PROVIDED RECORDS: Begin
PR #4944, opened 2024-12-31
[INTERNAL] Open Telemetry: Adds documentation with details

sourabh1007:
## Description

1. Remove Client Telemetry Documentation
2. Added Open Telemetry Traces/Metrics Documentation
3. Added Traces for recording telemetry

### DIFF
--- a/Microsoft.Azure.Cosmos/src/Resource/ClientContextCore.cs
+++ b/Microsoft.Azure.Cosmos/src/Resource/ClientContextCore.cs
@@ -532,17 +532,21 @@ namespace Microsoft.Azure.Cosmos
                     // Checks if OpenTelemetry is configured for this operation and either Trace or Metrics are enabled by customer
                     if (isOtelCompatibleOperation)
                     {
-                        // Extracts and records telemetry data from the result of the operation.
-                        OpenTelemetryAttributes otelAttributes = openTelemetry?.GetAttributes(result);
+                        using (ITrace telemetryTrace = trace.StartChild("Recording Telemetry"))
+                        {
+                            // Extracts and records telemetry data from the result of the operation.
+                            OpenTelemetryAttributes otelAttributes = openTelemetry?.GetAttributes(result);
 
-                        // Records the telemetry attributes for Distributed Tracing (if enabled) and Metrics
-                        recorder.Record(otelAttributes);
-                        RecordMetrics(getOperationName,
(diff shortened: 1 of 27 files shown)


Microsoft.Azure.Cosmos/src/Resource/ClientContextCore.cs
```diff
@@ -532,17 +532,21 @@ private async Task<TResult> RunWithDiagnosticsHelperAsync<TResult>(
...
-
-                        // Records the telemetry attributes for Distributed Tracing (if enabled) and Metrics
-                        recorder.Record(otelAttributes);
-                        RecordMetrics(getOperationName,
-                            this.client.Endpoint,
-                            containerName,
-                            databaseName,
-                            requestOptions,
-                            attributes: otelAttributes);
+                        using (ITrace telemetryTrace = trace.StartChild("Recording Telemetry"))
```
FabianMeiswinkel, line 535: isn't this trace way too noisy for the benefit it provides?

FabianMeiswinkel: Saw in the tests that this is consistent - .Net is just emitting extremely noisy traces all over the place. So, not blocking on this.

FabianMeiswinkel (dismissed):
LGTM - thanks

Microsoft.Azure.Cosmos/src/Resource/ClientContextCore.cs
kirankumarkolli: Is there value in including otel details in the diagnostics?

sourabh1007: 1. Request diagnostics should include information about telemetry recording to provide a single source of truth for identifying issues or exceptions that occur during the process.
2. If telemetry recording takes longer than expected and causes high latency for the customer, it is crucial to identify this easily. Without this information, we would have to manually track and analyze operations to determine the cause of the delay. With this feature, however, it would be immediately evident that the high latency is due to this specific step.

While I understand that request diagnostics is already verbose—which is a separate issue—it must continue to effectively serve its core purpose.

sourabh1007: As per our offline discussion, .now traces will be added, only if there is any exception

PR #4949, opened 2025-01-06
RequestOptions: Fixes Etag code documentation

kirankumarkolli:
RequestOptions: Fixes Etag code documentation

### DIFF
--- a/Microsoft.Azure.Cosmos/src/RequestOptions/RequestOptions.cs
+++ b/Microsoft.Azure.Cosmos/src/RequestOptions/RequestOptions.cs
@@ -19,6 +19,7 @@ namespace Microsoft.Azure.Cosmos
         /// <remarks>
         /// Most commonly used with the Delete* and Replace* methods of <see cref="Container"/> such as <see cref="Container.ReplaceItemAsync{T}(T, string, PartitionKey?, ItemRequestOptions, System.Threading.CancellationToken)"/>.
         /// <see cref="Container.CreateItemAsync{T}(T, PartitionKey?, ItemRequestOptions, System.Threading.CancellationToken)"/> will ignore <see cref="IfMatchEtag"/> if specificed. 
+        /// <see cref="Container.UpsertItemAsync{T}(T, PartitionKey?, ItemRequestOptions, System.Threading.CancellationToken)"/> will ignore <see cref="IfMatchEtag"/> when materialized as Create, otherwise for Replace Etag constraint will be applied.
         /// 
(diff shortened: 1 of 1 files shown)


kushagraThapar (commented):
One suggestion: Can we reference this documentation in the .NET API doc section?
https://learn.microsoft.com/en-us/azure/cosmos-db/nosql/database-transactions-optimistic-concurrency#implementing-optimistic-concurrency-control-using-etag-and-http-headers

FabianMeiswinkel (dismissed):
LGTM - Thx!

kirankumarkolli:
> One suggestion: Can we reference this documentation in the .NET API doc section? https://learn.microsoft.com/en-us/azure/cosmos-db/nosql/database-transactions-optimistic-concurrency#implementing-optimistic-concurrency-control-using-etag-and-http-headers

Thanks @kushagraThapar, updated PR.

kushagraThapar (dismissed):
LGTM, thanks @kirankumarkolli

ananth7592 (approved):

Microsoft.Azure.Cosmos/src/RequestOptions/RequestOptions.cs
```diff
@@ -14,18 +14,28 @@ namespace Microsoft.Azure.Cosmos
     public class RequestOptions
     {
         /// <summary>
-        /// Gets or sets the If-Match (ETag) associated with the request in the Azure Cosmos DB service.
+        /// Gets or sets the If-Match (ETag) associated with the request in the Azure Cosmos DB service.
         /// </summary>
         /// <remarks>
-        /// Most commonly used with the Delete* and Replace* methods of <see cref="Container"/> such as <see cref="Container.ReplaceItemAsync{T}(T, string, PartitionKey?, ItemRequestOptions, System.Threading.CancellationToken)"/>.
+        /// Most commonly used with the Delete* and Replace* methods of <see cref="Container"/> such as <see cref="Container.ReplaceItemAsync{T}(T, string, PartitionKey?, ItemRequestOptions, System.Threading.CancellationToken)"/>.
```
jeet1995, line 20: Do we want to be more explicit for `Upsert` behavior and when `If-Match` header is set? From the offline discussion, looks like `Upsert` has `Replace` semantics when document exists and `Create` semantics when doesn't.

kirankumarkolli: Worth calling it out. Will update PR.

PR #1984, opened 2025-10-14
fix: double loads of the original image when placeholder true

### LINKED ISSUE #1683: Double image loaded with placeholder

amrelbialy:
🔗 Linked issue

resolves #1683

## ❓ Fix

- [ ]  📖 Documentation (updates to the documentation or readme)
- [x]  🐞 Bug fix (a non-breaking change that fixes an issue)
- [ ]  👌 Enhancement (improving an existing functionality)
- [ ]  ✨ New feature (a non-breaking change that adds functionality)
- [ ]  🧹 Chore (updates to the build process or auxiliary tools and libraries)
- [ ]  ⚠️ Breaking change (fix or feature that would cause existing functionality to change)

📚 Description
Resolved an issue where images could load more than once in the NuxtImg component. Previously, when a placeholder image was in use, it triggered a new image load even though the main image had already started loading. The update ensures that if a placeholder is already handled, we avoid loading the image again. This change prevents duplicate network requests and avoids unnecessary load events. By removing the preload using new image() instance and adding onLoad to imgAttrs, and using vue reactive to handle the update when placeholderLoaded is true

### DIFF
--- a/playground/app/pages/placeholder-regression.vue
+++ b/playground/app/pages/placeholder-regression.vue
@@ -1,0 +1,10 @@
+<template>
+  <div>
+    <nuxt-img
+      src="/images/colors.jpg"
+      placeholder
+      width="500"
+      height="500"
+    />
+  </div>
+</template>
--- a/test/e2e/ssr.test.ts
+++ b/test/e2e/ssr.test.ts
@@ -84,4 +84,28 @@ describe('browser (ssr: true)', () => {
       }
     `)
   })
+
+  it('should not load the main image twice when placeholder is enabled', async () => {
PROVIDED RECORDS: End
Would you restate each line of the material above word for word?

PR #4944, opened 2024-12-31
[INTERNAL] Open Telemetry: Adds documentation with details

sourabh1007:
## Description

1. Remove Client Telemetry Documentation
2. Added Open Telemetry Traces/Metrics Documentation
3. Added Traces for recording telemetry

### DIFF
--- a/Microsoft.Azure.Cosmos/src/Resource/ClientContextCore.cs
+++ b/Microsoft.Azure.Cosmos/src/Resource/ClientContextCore.cs
@@ -532,17 +532,21 @@ namespace Microsoft.Azure.Cosmos
                     // Checks if OpenTelemetry is configured for this operation and either Trace or Metrics are enabled by customer
                     if (isOtelCompatibleOperation)
                     {
-                        // Extracts and records telemetry data from the result of the operation.
-                        OpenTelemetryAttributes otelAttributes = openTelemetry?.GetAttributes(result);
+                        using (ITrace telemetryTrace = trace.StartChild("Recording Telemetry"))
+                        {
+                            // Extracts and records telemetry data from the result of the operation.
+                            OpenTelemetryAttributes otelAttributes = openTelemetry?.GetAttributes(result);
 
-                        // Records the telemetry attributes for Distributed Tracing (if enabled) and Metrics
-                        recorder.Record(otelAttributes);
-                        RecordMetrics(getOperationName,
(diff shortened: 1 of 27 files shown)


Microsoft.Azure.Cosmos/src/Resource/ClientContextCore.cs
```diff
@@ -532,17 +532,21 @@ private async Task<TResult> RunWithDiagnosticsHelperAsync<TResult>(
...
-
-                        // Records the telemetry attributes for Distributed Tracing (if enabled) and Metrics
-                        recorder.Record(otelAttributes);
-                        RecordMetrics(getOperationName,
-                            this.client.Endpoint,
-                            containerName,
-                            databaseName,
-                            requestOptions,
-                            attributes: otelAttributes);
+                        using (ITrace telemetryTrace = trace.StartChild("Recording Telemetry"))
```
FabianMeiswinkel, line 535: isn't this trace way too noisy for the benefit it provides?

FabianMeiswinkel: Saw in the tests that this is consistent - .Net is just emitting extremely noisy traces all over the place. So, not blocking on this.

FabianMeiswinkel (dismissed):
LGTM - thanks

Microsoft.Azure.Cosmos/src/Resource/ClientContextCore.cs
kirankumarkolli: Is there value in including otel details in the diagnostics?

sourabh1007: 1. Request diagnostics should include information about telemetry recording to provide a single source of truth for identifying issues or exceptions that occur during the process.
2. If telemetry recording takes longer than expected and causes high latency for the customer, it is crucial to identify this easily. Without this information, we would have to manually track and analyze operations to determine the cause of the delay. With this feature, however, it would be immediately evident that the high latency is due to this specific step.

While I understand that request diagnostics is already verbose—which is a separate issue—it must continue to effectively serve its core purpose.

sourabh1007: As per our offline discussion, .now traces will be added, only if there is any exception

PR #4949, opened 2025-01-06
RequestOptions: Fixes Etag code documentation

kirankumarkolli:
RequestOptions: Fixes Etag code documentation

### DIFF
--- a/Microsoft.Azure.Cosmos/src/RequestOptions/RequestOptions.cs
+++ b/Microsoft.Azure.Cosmos/src/RequestOptions/RequestOptions.cs
@@ -19,6 +19,7 @@ namespace Microsoft.Azure.Cosmos
         /// <remarks>
         /// Most commonly used with the Delete* and Replace* methods of <see cref="Container"/> such as <see cref="Container.ReplaceItemAsync{T}(T, string, PartitionKey?, ItemRequestOptions, System.Threading.CancellationToken)"/>.
         /// <see cref="Container.CreateItemAsync{T}(T, PartitionKey?, ItemRequestOptions, System.Threading.CancellationToken)"/> will ignore <see cref="IfMatchEtag"/> if specificed. 
+        /// <see cref="Container.UpsertItemAsync{T}(T, PartitionKey?, ItemRequestOptions, System.Threading.CancellationToken)"/> will ignore <see cref="IfMatchEtag"/> when materialized as Create, otherwise for Replace Etag constraint will be applied.
         /// 
(diff shortened: 1 of 1 files shown)


kushagraThapar (commented):
One suggestion: Can we reference this documentation in the .NET API doc section?
https://learn.microsoft.com/en-us/azure/cosmos-db/nosql/database-transactions-optimistic-concurrency#implementing-optimistic-concurrency-control-using-etag-and-http-headers

FabianMeiswinkel (dismissed):
LGTM - Thx!

kirankumarkolli:
> One suggestion: Can we reference this documentation in the .NET API doc section? https://learn.microsoft.com/en-us/azure/cosmos-db/nosql/database-transactions-optimistic-concurrency#implementing-optimistic-concurrency-control-using-etag-and-http-headers

Thanks @kushagraThapar, updated PR.

kushagraThapar (dismissed):
LGTM, thanks @kirankumarkolli

ananth7592 (approved):

Microsoft.Azure.Cosmos/src/RequestOptions/RequestOptions.cs
```diff
@@ -14,18 +14,28 @@ namespace Microsoft.Azure.Cosmos
     public class RequestOptions
     {
         /// <summary>
-        /// Gets or sets the If-Match (ETag) associated with the request in the Azure Cosmos DB service.
+        /// Gets or sets the If-Match (ETag) associated with the request in the Azure Cosmos DB service.
         /// </summary>
         /// <remarks>
-        /// Most commonly used with the Delete* and Replace* methods of <see cref="Container"/> such as <see cref="Container.ReplaceItemAsync{T}(T, string, PartitionKey?, ItemRequestOptions, System.Threading.CancellationToken)"/>.
+        /// Most commonly used with the Delete* and Replace* methods of <see cref="Container"/> such as <see cref="Container.ReplaceItemAsync{T}(T, string, PartitionKey?, ItemRequestOptions, System.Threading.CancellationToken)"/>.
```
jeet1995, line 20: Do we want to be more explicit for `Upsert` behavior and when `If-Match` header is set? From the offline discussion, looks like `Upsert` has `Replace` semantics when document exists and `Create` semantics when doesn't.

kirankumarkolli: Worth calling it out. Will update PR.

PR #1984, opened 2025-10-14
fix: double loads of the original image when placeholder true

### LINKED ISSUE #1683: Double image loaded with placeholder

amrelbialy:
🔗 Linked issue

resolves #1683

## ❓ Fix

- [ ]  📖 Documentation (updates to the documentation or readme)
- [x]  🐞 Bug fix (a non-breaking change that fixes an issue)
- [ ]  👌 Enhancement (improving an existing functionality)
- [ ]  ✨ New feature (a non-breaking change that adds functionality)
- [ ]  🧹 Chore (updates to the build process or auxiliary tools and libraries)
- [ ]  ⚠️ Breaking change (fix or feature that would cause existing functionality to change)

📚 Description
Resolved an issue where images could load more than once in the NuxtImg component. Previously, when a placeholder image was in use, it triggered a new image load even though the main image had already started loading. The update ensures that if a placeholder is already handled, we avoid loading the image again. This change prevents duplicate network requests and avoids unnecessary load events. By removing the preload using new image() instance and adding onLoad to imgAttrs, and using vue reactive to handle the update when placeholderLoaded is true

### DIFF
--- a/playground/app/pages/placeholder-regression.vue
+++ b/playground/app/pages/placeholder-regression.vue
@@ -1,0 +1,10 @@
+<template>
+  <div>
+    <nuxt-img
+      src="/images/colors.jpg"
+      placeholder
+      width="500"
+      height="500"
+    />
+  </div>
+</template>
--- a/test/e2e/ssr.test.ts
+++ b/test/e2e/ssr.test.ts
@@ -84,4 +84,28 @@ describe('browser (ssr: true)', () => {
       }
     `)
   })
+
+  it('should not load the main image twice when placeholder is enabled', async () => {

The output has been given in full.